> _Directions_
Repeat the entries word for word. Leave nothing out.

> _Material for this exercise_
--- START ---
PR #266, opened 2021-01-25
FW 103 Homework

hzhou0:
Code review please.

### DIFF
--- a/projects/hello_adc/src/hello_adc.c
+++ b/projects/hello_adc/src/hello_adc.c
@@ -1,0 +1,4 @@
+//
+// Created by henry on 2021-01-24.
+//
+
--- a/projects/hello_adc/src/hello_adc.c
+++ b/projects/hello_adc/src/hello_adc.c
@@ -6,23 +6,22 @@
 #include "log.h"
 #include "soft_timer.h"
 
-#define BUTTON_PIN 178
-#define READ_FROM_PIN 166
+static void prv_log_pin_data(GpioAddress *button_addr, void *context);
 
-GpioItCallback prv_log_pin_data(GpioAddress *button_addr, void *context);
-
-int main() {
+int main(void) {
   interrupt_init();
   soft_timer_init();
   gpio_init();
-  GpioAddress button_addr = { GPIO_PORT_A, BUTTON_PIN };
-  GpioAddress read_addr = { GPIO_PORT_A, READ_FROM_PIN };
+  GpioAddress button_addr = { GPIO_PORT_A, 6 };
+  GpioAddress read_addr = { GPIO_PORT_B, 2 };
   // Setting pin value is not necessary
-  GpioSettings null_settings = {};
-  gpio_init_pin(&button_addr, &null_settings);
-  gpio_init_pin(&read_addr, &null_settings);
+  GpioSettings pin_settings = { .direction = GPIO_DIR_IN, .alt_function = GPIO_ALTFN_ANALOG };
+  gpio_init_pin(&button_addr, &pin_settings);
+  gpio_init_pin(&read_addr, &pin_settings);
   adc_init(ADC_MODE_SINGLE);
-  InterruptSettings button_interrupt = { INTERRUPT_TYPE_EVENT, INTERRUPT_PRIORITY_NORMAL };
+  adc_set_channel_pin(read_addr, true);
+  InterruptSettings button_interrupt = { .type = INTERRUPT_TYPE_EVENT,
+                                         .priority = INTERRUPT_PRIORITY_NORMAL };
   gpio_it_register_interrupt(&button_addr, &button_interrupt, INTERRUPT_EDGE_FALLING,
                              (GpioItCallback)prv_log_pin_data, &read_addr);
   while (true) {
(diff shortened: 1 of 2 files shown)


projects/hello_adc/src/hello_adc.c
```diff
@@ -0,0 +1,39 @@
...
+#include "gpio.h"
+#include "gpio_it.h"
+#include "interrupt.h"
+#include "log.h"
+#include "soft_timer.h"
+
+#define BUTTON_PIN 178
+#define READ_FROM_PIN 166
+
+GpioItCallback prv_log_pin_data(GpioAddress *button_addr, void *context);
```
copperium, line 12: This declares a function that *returns* a `GpioItCallback`, not one that *is* a `GpioItCallback`! Any function that matches the `GpioItCallback` can be used as one, you don't have to declare it implicitly; `GpioItCallback` is just a typedef for `void (*)(GpioAddress *, void *)` which is C-speak for "a pointer to a function that returns void and takes a GpioAddress pointer and a void pointer". So this needs to return `void` and not `GpioItCallback`.

Also, it should be `static` since it's a private function - that makes sure it's not visible to other files.

projects/hello_adc/src/hello_adc.c
```diff
@@ -0,0 +1,39 @@
...
+
+int main() {
```
copperium, line 14: This parameter list should be `(void)` rather than `()` - in C, [weird things](https://stackoverflow.com/questions/13950642/why-does-a-function-with-no-parameters-compared-to-the-actual-function-definiti) can happen with functions taking empty parameter lists like in other languages rather than explicitly declaring them as `(void)`.

projects/hello_adc/src/hello_adc.c
```diff
@@ -0,0 +1,39 @@
+#include "adc.h"
+#include "delay.h"
+#include "gpio.h"
+#include "gpio_it.h"
+#include "interrupt.h"
+#include "log.h"
+#include "soft_timer.h"
+
+#define BUTTON_PIN 178
+#define READ_FROM_PIN 166
```
copperium, line 10: "Pin A6" and "Pin B2" doesn't refer to hex lol, the letter is the port (`GPIO_PORT_A`, `GPIO_PORT_B`, ...) and the number is the pin (0 through 15). So you don't need these defines; remove them and specify the addresses in the struct initializations in `main`.

(FYI: if in the future you need to write numbers which are best expressed in hex (which you don't need to for this homework!), use the `0x` prefix: `0x100 == 256`. `0b` also works for binary: `0b100 == 4`.)

projects/hello_adc/src/hello_adc.c
```diff
@@ -0,0 +1,39 @@
...
+GpioItCallback prv_log_pin_data(GpioAddress *button_addr, void *context);
+
+int main() {
+  interrupt_init();
+  soft_timer_init();
+  gpio_init();
+  GpioAddress button_addr = { GPIO_PORT_A, BUTTON_PIN };
+  GpioAddress read_addr = { GPIO_PORT_A, READ_FROM_PIN };
+  // Setting pin value is not necessary
+  GpioSettings null_settings = {};
```
copperium, line 21: The GPIO settings aren't just for setting the initial pin value: you'll need to specify the pin direction (should be `GPIO_DIR_IN`) and for any address you're going to do an ADC read on, you'll need to specify the alt function as `GPIO_ALTFN_ANALOG`.

projects/hello_adc/src/hello_adc.c
```diff
@@ -0,0 +1,39 @@
...
+  gpio_init_pin(&button_addr, &null_settings);
+  gpio_init_pin(&read_addr, &null_settings);
+  adc_init(ADC_MODE_SINGLE);
+  InterruptSettings button_interrupt = { INTERRUPT_TYPE_EVENT, INTERRUPT_PRIORITY_NORMAL };
```
copperium, line 25: FYI: it's alright for small one liners, but we generally prefer the GNU struct initialization syntax like:
```c
InterruptSettings button_interrupt = {
  .type = INTERRUPT_TYPE_EVENT,
  .priority = INTERRUPT_PRIORITY_NORMAL,
};
```

projects/hello_adc/src/hello_adc.c
```diff
@@ -0,0 +1,39 @@
...
+  interrupt_init();
+  soft_timer_init();
+  gpio_init();
+  GpioAddress button_addr = { GPIO_PORT_A, BUTTON_PIN };
+  GpioAddress read_addr = { GPIO_PORT_A, READ_FROM_PIN };
+  // Setting pin value is not necessary
+  GpioSettings null_settings = {};
+  gpio_init_pin(&button_addr, &null_settings);
+  gpio_init_pin(&read_addr, &null_settings);
+  adc_init(ADC_MODE_SINGLE);
```
copperium, line 24: You will need to call `adc_set_channel_pin(read_addr, true)` to enable ADC reading on the `read_addr` pin here (after initializing ADC).

copperium (changes requested):
Nice work!

copperium:
Looks good! You can see me for a task and/or move on to FW 104.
--- END ---
> _Response to the exercise_
PR #266, opened 2021-01-25
FW 103 Homework

hzhou0:
Code review please.

### DIFF
--- a/projects/hello_adc/src/hello_adc.c
+++ b/projects/hello_adc/src/hello_adc.c
@@ -1,0 +1,4 @@
+//
+// Created by henry on 2021-01-24.
+//
+
--- a/projects/hello_adc/src/hello_adc.c
+++ b/projects/hello_adc/src/hello_adc.c
@@ -6,23 +6,22 @@
 #include "log.h"
 #include "soft_timer.h"
 
-#define BUTTON_PIN 178
-#define READ_FROM_PIN 166
+static void prv_log_pin_data(GpioAddress *button_addr, void *context);
 
-GpioItCallback prv_log_pin_data(GpioAddress *button_addr, void *context);
-
-int main() {
+int main(void) {
   interrupt_init();
   soft_timer_init();
   gpio_init();
-  GpioAddress button_addr = { GPIO_PORT_A, BUTTON_PIN };
-  GpioAddress read_addr = { GPIO_PORT_A, READ_FROM_PIN };
+  GpioAddress button_addr = { GPIO_PORT_A, 6 };
+  GpioAddress read_addr = { GPIO_PORT_B, 2 };
   // Setting pin value is not necessary
-  GpioSettings null_settings = {};
-  gpio_init_pin(&button_addr, &null_settings);
-  gpio_init_pin(&read_addr, &null_settings);
+  GpioSettings pin_settings = { .direction = GPIO_DIR_IN, .alt_function = GPIO_ALTFN_ANALOG };
+  gpio_init_pin(&button_addr, &pin_settings);
+  gpio_init_pin(&read_addr, &pin_settings);
   adc_init(ADC_MODE_SINGLE);
-  InterruptSettings button_interrupt = { INTERRUPT_TYPE_EVENT, INTERRUPT_PRIORITY_NORMAL };
+  adc_set_channel_pin(read_addr, true);
+  InterruptSettings button_interrupt = { .type = INTERRUPT_TYPE_EVENT,
+                                         .priority = INTERRUPT_PRIORITY_NORMAL };
   gpio_it_register_interrupt(&button_addr, &button_interrupt, INTERRUPT_EDGE_FALLING,
                              (GpioItCallback)prv_log_pin_data, &read_addr);
   while (true) {
(diff shortened: 1 of 2 files shown)


projects/hello_adc/src/hello_adc.c
```diff
@@ -0,0 +1,39 @@
...
+#include "gpio.h"
+#include "gpio_it.h"
+#include "interrupt.h"
+#include "log.h"
+#include "soft_timer.h"
+
+#define BUTTON_PIN 178
+#define READ_FROM_PIN 166
+
+GpioItCallback prv_log_pin_data(GpioAddress *button_addr, void *context);
```
copperium, line 12: This declares a function that *returns* a `GpioItCallback`, not one that *is* a `GpioItCallback`! Any function that matches the `GpioItCallback` can be used as one, you don't have to declare it implicitly; `GpioItCallback` is just a typedef for `void (*)(GpioAddress *, void *)` which is C-speak for "a pointer to a function that returns void and takes a GpioAddress pointer and a void pointer". So this needs to return `void` and not `GpioItCallback`.

Also, it should be `static` since it's a private function - that makes sure it's not visible to other files.

projects/hello_adc/src/hello_adc.c
```diff
@@ -0,0 +1,39 @@
...
+
+int main() {
```
copperium, line 14: This parameter list should be `(void)` rather than `()` - in C, [weird things](https://stackoverflow.com/questions/13950642/why-does-a-function-with-no-parameters-compared-to-the-actual-function-definiti) can happen with functions taking empty parameter lists like in other languages rather than explicitly declaring them as `(void)`.

projects/hello_adc/src/hello_adc.c
```diff
@@ -0,0 +1,39 @@
+#include "adc.h"
+#include "delay.h"
+#include "gpio.h"
+#include "gpio_it.h"
+#include "interrupt.h"
+#include "log.h"
+#include "soft_timer.h"
+
+#define BUTTON_PIN 178
+#define READ_FROM_PIN 166
```
copperium, line 10: "Pin A6" and "Pin B2" doesn't refer to hex lol, the letter is the port (`GPIO_PORT_A`, `GPIO_PORT_B`, ...) and the number is the pin (0 through 15). So you don't need these defines; remove them and specify the addresses in the struct initializations in `main`.

(FYI: if in the future you need to write numbers which are best expressed in hex (which you don't need to for this homework!), use the `0x` prefix: `0x100 == 256`. `0b` also works for binary: `0b100 == 4`.)

projects/hello_adc/src/hello_adc.c
```diff
@@ -0,0 +1,39 @@
...
+GpioItCallback prv_log_pin_data(GpioAddress *button_addr, void *context);
+
+int main() {
+  interrupt_init();
+  soft_timer_init();
+  gpio_init();
+  GpioAddress button_addr = { GPIO_PORT_A, BUTTON_PIN };
+  GpioAddress read_addr = { GPIO_PORT_A, READ_FROM_PIN };
+  // Setting pin value is not necessary
+  GpioSettings null_settings = {};
```
copperium, line 21: The GPIO settings aren't just for setting the initial pin value: you'll need to specify the pin direction (should be `GPIO_DIR_IN`) and for any address you're going to do an ADC read on, you'll need to specify the alt function as `GPIO_ALTFN_ANALOG`.

projects/hello_adc/src/hello_adc.c
```diff
@@ -0,0 +1,39 @@
...
+  gpio_init_pin(&button_addr, &null_settings);
+  gpio_init_pin(&read_addr, &null_settings);
+  adc_init(ADC_MODE_SINGLE);
+  InterruptSettings button_interrupt = { INTERRUPT_TYPE_EVENT, INTERRUPT_PRIORITY_NORMAL };
```
copperium, line 25: FYI: it's alright for small one liners, but we generally prefer the GNU struct initialization syntax like:
```c
InterruptSettings button_interrupt = {
  .type = INTERRUPT_TYPE_EVENT,
  .priority = INTERRUPT_PRIORITY_NORMAL,
};
```

projects/hello_adc/src/hello_adc.c
```diff
@@ -0,0 +1,39 @@
...
+  interrupt_init();
+  soft_timer_init();
+  gpio_init();
+  GpioAddress button_addr = { GPIO_PORT_A, BUTTON_PIN };
+  GpioAddress read_addr = { GPIO_PORT_A, READ_FROM_PIN };
+  // Setting pin value is not necessary
+  GpioSettings null_settings = {};
+  gpio_init_pin(&button_addr, &null_settings);
+  gpio_init_pin(&read_addr, &null_settings);
+  adc_init(ADC_MODE_SINGLE);
```
copperium, line 24: You will need to call `adc_set_channel_pin(read_addr, true)` to enable ADC reading on the `read_addr` pin here (after initializing ADC).

copperium (changes requested):
Nice work!

copperium:
Looks good! You can see me for a task and/or move on to FW 104.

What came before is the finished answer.